PR #615, opened 2020-06-20
[P4-1500] Dereference Move#documents

willfish:
### Jira link

P4-1500

### What?

We've migrated away from having documents on a move to a polymorphic
version of documents on a profile. This PR removes all reference to
a document on a move.

The approach was to remove the relationship and overridden
Move#documents method and fix broken specs.

**Updates to swagger documentation are happening in v2 separately where we're dropping support for documents and people on moves**

### Why?

We're moving away from having `Documents` on a `Move`.


app/controllers/api/moves_controller.rb
```diff
@@ -19,6 +19,10 @@ def show
 
     def create
       move = Move.new(new_move_attributes)
+
+      move.profile.documents = Document.where(
+        id: (new_move_params.dig(:relationships, :documents, :data) || []).map { |doc| doc[:id] },
+      )
```
alexdesi, line 25: I don't want to push you to create a service, but we should simplify this,
maybe you can just create a private method for
`new_move_params.dig(:relationships, :documents, :data) || []).map { |doc| doc[:id] }`
or maybe you can move the

```Document.where(
        id: (new_move_params.dig(:relationships, :documents, :data) || []).map { |doc| doc[:id] }
```
into the model?

app/services/moves/updater.rb
```diff
@@ -55,6 +53,9 @@ def attributes
 
       attributes[:profile] = Profile.find_by(id: profile_attributes.dig(:data, :id)) if profile_attributes.present?
 
+      profile = attributes[:profile] || move.profile
+      profile.documents = Document.where(id: document_ids) unless document_attributes.nil?
```
alexdesi, line 57:
```suggestion
      profile.documents = Document.where(id: document_ids) if document_attributes.present?
```

spec/requests/api/moves_controller_update_spec.rb
```diff
@@ -129,7 +129,7 @@
           expect(response_json).to eq resource_to_json
         end
 
-        context 'when changing a moves documents', :skip_before do
+        context 'when changing a moves profile documents', :skip_before do
```
alexdesi, line 132: still infamouse :skip_before 😱 
I guess we got not time for now to fix it

spec/requests/api/moves_controller_update_spec.rb
```diff
@@ -150,10 +150,10 @@
             }
           end
 
-          it 'updates the moves documents' do
-            expect(move.reload.documents).to match_array(before_documents)
+          it 'updates the moves profile documents' do
```
alexdesi, line 153: should we call it just "profile documents" instead of "moves profile documents"

spec/requests/api/moves_controller_update_spec.rb
```diff
@@ -177,10 +177,10 @@
               }
             end
 
-            it 'updates the moves documents' do
-              expect(move.reload.documents).to match_array(before_documents)
+            it 'updates the moves profile documents' do
```
alexdesi, line 180: same comment as before

spec/requests/api/moves_controller_update_spec.rb
```diff
@@ -150,10 +150,10 @@
             }
           end
 
-          it 'updates the moves documents' do
-            expect(move.reload.documents).to match_array(before_documents)
+          it 'updates the moves profile documents' do
+            expect(move.profile.documents).to match_array(before_documents)
```
alexdesi, line 154: do you think we need to test something before the action is done?
that means that we do not trust our setup

spec/requests/api/moves_controller_update_spec.rb
```diff
@@ -177,10 +177,10 @@
               }
             end
 
-            it 'updates the moves documents' do
-              expect(move.reload.documents).to match_array(before_documents)
+            it 'updates the moves profile documents' do
+              expect(move.profile.documents).to match_array(before_documents)
```
alexdesi, line 181: expectation before action, as before

spec/requests/api/moves_controller_update_spec.rb
```diff
@@ -205,9 +205,9 @@
             end
 
             it 'removes the documents from the move' do
-              expect(move.reload.documents).to match_array(before_documents)
+              expect(move.profile.documents).to match_array(before_documents)
```
alexdesi, line 208: same

spec/requests/api/moves_controller_update_spec.rb
```diff
@@ -220,9 +220,9 @@
             end
 
             it 'does not remove documents from the move' do
-              expect(move.reload.documents).to match_array(before_documents)
+              expect(move.profile.documents).to match_array(before_documents)
```
alexdesi, line 223: same

spec/services/moves/updater_spec.rb
```diff
@@ -6,8 +6,9 @@
   subject(:updater) { described_class.new(move, move_params) }
 
   let(:before_documents) { create_list(:document, 2) }
-  let!(:from_location) { create :location }
-  let!(:move) { create :move, :proposed, move_type: 'prison_recall', from_location: from_location, documents: before_documents }
+  let!(:from_location) { create(:location) }
+  let!(:move) { create(:move, :proposed, move_type: 'prison_recall', from_location: from_location, profile: profile) }
```
alexdesi, line 10: Maybe in the meantime we could remove the bang method?
a solution could be put them in a `before do`

app/services/moves/updater.rb
willfish: Can't do that because nil and empty [] mean specific things (see specs)

spec/requests/api/moves_controller_update_spec.rb
willfish: We'll be replacing v1 moves with v2 moves soon so this will die.

spec/requests/api/moves_controller_update_spec.rb
willfish: I guess move is the resource under test so I felt it made sense to reference it. Happy to change if you feel strongly.

spec/requests/api/moves_controller_update_spec.rb
willfish: I think it's more robust, yeah

spec/services/moves/updater_spec.rb
willfish: All of this code is going away so I'm not keen to refactor it.

app/controllers/api/moves_controller.rb
willfish: Probably in v2 we can do that if it stays this complex.

app/services/moves/updater.rb
willfish: Alessandro suggested generalising pulling out relationships which is a great idea.

PR #617, opened 2020-06-20
Use YAML format for swagger_docs

alexdesi:
- Use YAML format for swagger_docs
- Fix wrong paths on V2

This still need to default to V1 the docs when V2 endpoint swagger doc is not present.


swagger/v2/get_people_responses.yaml
```diff
@@ -13,7 +13,7 @@
         anyOf:
           - $ref: "../v1/gender.yaml#/Gender"
           - $ref: "../v1/ethnicity.yaml#/Ethnicity"
-          - $ref: ../v2/profile.yaml#/Profile
+          - $ref: "../v1/profile.yaml#/Profile"
```
willfish, line 16: 🎉

spec/swagger_helper.rb
```diff
@@ -22,212 +22,13 @@ def load_swagger_yaml(*relative_path)
...
-          },
-          Profile: {
-            "$ref": '../v2/profile.yaml#/Profile',
-          },
-        },
-      },
-      paths: load_swagger_yaml('hand_coded_paths_v2.yaml'),
-    },
+    'v1/swagger.yaml' => swagger_doc_v1,
+    'v2/swagger.yaml' => swagger_doc_v2
```
willfish, line 31:
```suggestion
    'v2/swagger.yaml' => swagger_doc_v2,
```

PR #620, opened 2020-06-20
[P4-1666] Remove nationality

willfish:
### Jira link

P4-1666

### What?

Removes references to Nationaility in the code base

Nationality isn't used by the frontend or anywhere in the backend.

We are removing references to this since the only place it is related to
anything is on a profile which isn't using it.

At the moment it just pollutes/confuses the code base.

For safety I checked staging and production environments for reference
to Nationality in the database and there are none:

Production

```ruby
irb(main):001:0> Profile.count
=> 59643
irb(main):002:0> Profile.where(nationality_id: nil).count
=> 59643
```

Staging

```ruby
Profile.where(nationality_id: nil).count
=> 11454
Profile.count
=> 11454
```

### Why?

Keep our code clean
Avoid confusion


spec/requests/api/profiles_controller_update_spec.rb
```diff
@@ -157,8 +157,6 @@
         end
 
         it 'does not remove documents from the profile' do
-          expect(profile.documents).to match_array(before_documents)
```
willfish, line 160: Missed this in a previous PR.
┄┄┄┄┄┄
### WORK TASK
Nothing in the material may change; reproduce it all.

### YOUR SOLUTION
PR #615, opened 2020-06-20
[P4-1500] Dereference Move#documents

willfish:
### Jira link

P4-1500

### What?

We've migrated away from having documents on a move to a polymorphic
version of documents on a profile. This PR removes all reference to
a document on a move.

The approach was to remove the relationship and overridden
Move#documents method and fix broken specs.

**Updates to swagger documentation are happening in v2 separately where we're dropping support for documents and people on moves**

### Why?

We're moving away from having `Documents` on a `Move`.


app/controllers/api/moves_controller.rb
```diff
@@ -19,6 +19,10 @@ def show
 
     def create
       move = Move.new(new_move_attributes)
+
+      move.profile.documents = Document.where(
+        id: (new_move_params.dig(:relationships, :documents, :data) || []).map { |doc| doc[:id] },
+      )
```
alexdesi, line 25: I don't want to push you to create a service, but we should simplify this,
maybe you can just create a private method for
`new_move_params.dig(:relationships, :documents, :data) || []).map { |doc| doc[:id] }`
or maybe you can move the

```Document.where(
        id: (new_move_params.dig(:relationships, :documents, :data) || []).map { |doc| doc[:id] }
```
into the model?

app/services/moves/updater.rb
```diff
@@ -55,6 +53,9 @@ def attributes
 
       attributes[:profile] = Profile.find_by(id: profile_attributes.dig(:data, :id)) if profile_attributes.present?
 
+      profile = attributes[:profile] || move.profile
+      profile.documents = Document.where(id: document_ids) unless document_attributes.nil?
```
alexdesi, line 57:
```suggestion
      profile.documents = Document.where(id: document_ids) if document_attributes.present?
```

spec/requests/api/moves_controller_update_spec.rb
```diff
@@ -129,7 +129,7 @@
           expect(response_json).to eq resource_to_json
         end
 
-        context 'when changing a moves documents', :skip_before do
+        context 'when changing a moves profile documents', :skip_before do
```
alexdesi, line 132: still infamouse :skip_before 😱 
I guess we got not time for now to fix it

spec/requests/api/moves_controller_update_spec.rb
```diff
@@ -150,10 +150,10 @@
             }
           end
 
-          it 'updates the moves documents' do
-            expect(move.reload.documents).to match_array(before_documents)
+          it 'updates the moves profile documents' do
```
alexdesi, line 153: should we call it just "profile documents" instead of "moves profile documents"

spec/requests/api/moves_controller_update_spec.rb
```diff
@@ -177,10 +177,10 @@
               }
             end
 
-            it 'updates the moves documents' do
-              expect(move.reload.documents).to match_array(before_documents)
+            it 'updates the moves profile documents' do
```
alexdesi, line 180: same comment as before

spec/requests/api/moves_controller_update_spec.rb
```diff
@@ -150,10 +150,10 @@
             }
           end
 
-          it 'updates the moves documents' do
-            expect(move.reload.documents).to match_array(before_documents)
+          it 'updates the moves profile documents' do
+            expect(move.profile.documents).to match_array(before_documents)
```
alexdesi, line 154: do you think we need to test something before the action is done?
that means that we do not trust our setup

spec/requests/api/moves_controller_update_spec.rb
```diff
@@ -177,10 +177,10 @@
               }
             end
 
-            it 'updates the moves documents' do
-              expect(move.reload.documents).to match_array(before_documents)
+            it 'updates the moves profile documents' do
+              expect(move.profile.documents).to match_array(before_documents)
```
alexdesi, line 181: expectation before action, as before

spec/requests/api/moves_controller_update_spec.rb
```diff
@@ -205,9 +205,9 @@
             end
 
             it 'removes the documents from the move' do
-              expect(move.reload.documents).to match_array(before_documents)
+              expect(move.profile.documents).to match_array(before_documents)
```
alexdesi, line 208: same

spec/requests/api/moves_controller_update_spec.rb
```diff
@@ -220,9 +220,9 @@
             end
 
             it 'does not remove documents from the move' do
-              expect(move.reload.documents).to match_array(before_documents)
+              expect(move.profile.documents).to match_array(before_documents)
```
alexdesi, line 223: same

spec/services/moves/updater_spec.rb
```diff
@@ -6,8 +6,9 @@
   subject(:updater) { described_class.new(move, move_params) }
 
   let(:before_documents) { create_list(:document, 2) }
-  let!(:from_location) { create :location }
-  let!(:move) { create :move, :proposed, move_type: 'prison_recall', from_location: from_location, documents: before_documents }
+  let!(:from_location) { create(:location) }
+  let!(:move) { create(:move, :proposed, move_type: 'prison_recall', from_location: from_location, profile: profile) }
```
alexdesi, line 10: Maybe in the meantime we could remove the bang method?
a solution could be put them in a `before do`

app/services/moves/updater.rb
willfish: Can't do that because nil and empty [] mean specific things (see specs)

spec/requests/api/moves_controller_update_spec.rb
willfish: We'll be replacing v1 moves with v2 moves soon so this will die.

spec/requests/api/moves_controller_update_spec.rb
willfish: I guess move is the resource under test so I felt it made sense to reference it. Happy to change if you feel strongly.

spec/requests/api/moves_controller_update_spec.rb
willfish: I think it's more robust, yeah

spec/services/moves/updater_spec.rb
willfish: All of this code is going away so I'm not keen to refactor it.

app/controllers/api/moves_controller.rb
willfish: Probably in v2 we can do that if it stays this complex.

app/services/moves/updater.rb
willfish: Alessandro suggested generalising pulling out relationships which is a great idea.

PR #617, opened 2020-06-20
Use YAML format for swagger_docs

alexdesi:
- Use YAML format for swagger_docs
- Fix wrong paths on V2

This still need to default to V1 the docs when V2 endpoint swagger doc is not present.


swagger/v2/get_people_responses.yaml
```diff
@@ -13,7 +13,7 @@
         anyOf:
           - $ref: "../v1/gender.yaml#/Gender"
           - $ref: "../v1/ethnicity.yaml#/Ethnicity"
-          - $ref: ../v2/profile.yaml#/Profile
+          - $ref: "../v1/profile.yaml#/Profile"
```
willfish, line 16: 🎉

spec/swagger_helper.rb
```diff
@@ -22,212 +22,13 @@ def load_swagger_yaml(*relative_path)
...
-          },
-          Profile: {
-            "$ref": '../v2/profile.yaml#/Profile',
-          },
-        },
-      },
-      paths: load_swagger_yaml('hand_coded_paths_v2.yaml'),
-    },
+    'v1/swagger.yaml' => swagger_doc_v1,
+    'v2/swagger.yaml' => swagger_doc_v2
```
willfish, line 31:
```suggestion
    'v2/swagger.yaml' => swagger_doc_v2,
```

PR #620, opened 2020-06-20
[P4-1666] Remove nationality

willfish:
### Jira link

P4-1666

### What?

Removes references to Nationaility in the code base

Nationality isn't used by the frontend or anywhere in the backend.

We are removing references to this since the only place it is related to
anything is on a profile which isn't using it.

At the moment it just pollutes/confuses the code base.

For safety I checked staging and production environments for reference
to Nationality in the database and there are none:

Production

```ruby
irb(main):001:0> Profile.count
=> 59643
irb(main):002:0> Profile.where(nationality_id: nil).count
=> 59643
```

Staging

```ruby
Profile.where(nationality_id: nil).count
=> 11454
Profile.count
=> 11454
```

### Why?

Keep our code clean
Avoid confusion


spec/requests/api/profiles_controller_update_spec.rb
```diff
@@ -157,8 +157,6 @@
         end
 
         it 'does not remove documents from the profile' do
-          expect(profile.documents).to match_array(before_documents)
```
willfish, line 160: Missed this in a previous PR.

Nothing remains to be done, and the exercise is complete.